WHAT YOU ARE ASKED TO DO = Would you retype every line below without changing anything?

--------------------------------

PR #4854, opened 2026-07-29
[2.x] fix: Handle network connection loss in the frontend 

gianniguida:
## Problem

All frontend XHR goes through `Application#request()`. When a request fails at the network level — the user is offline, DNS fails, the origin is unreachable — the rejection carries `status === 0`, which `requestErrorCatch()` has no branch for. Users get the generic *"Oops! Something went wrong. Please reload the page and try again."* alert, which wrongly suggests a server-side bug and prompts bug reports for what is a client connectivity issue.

--------------------------------

TASK RESPONSE =
PR #4854, opened 2026-07-29
[2.x] fix: Handle network connection loss in the frontend 

gianniguida:
## Problem

All frontend XHR goes through `Application#request()`. When a request fails at the network level — the user is offline, DNS fails, the origin is unreachable — the rejection carries `status === 0`, which `requestErrorCatch()` has no branch for. Users get the generic *"Oops! Something went wrong. Please reload the page and try again."* alert, which wrongly suggests a server-side bug and prompts bug reports for what is a client connectivity issue.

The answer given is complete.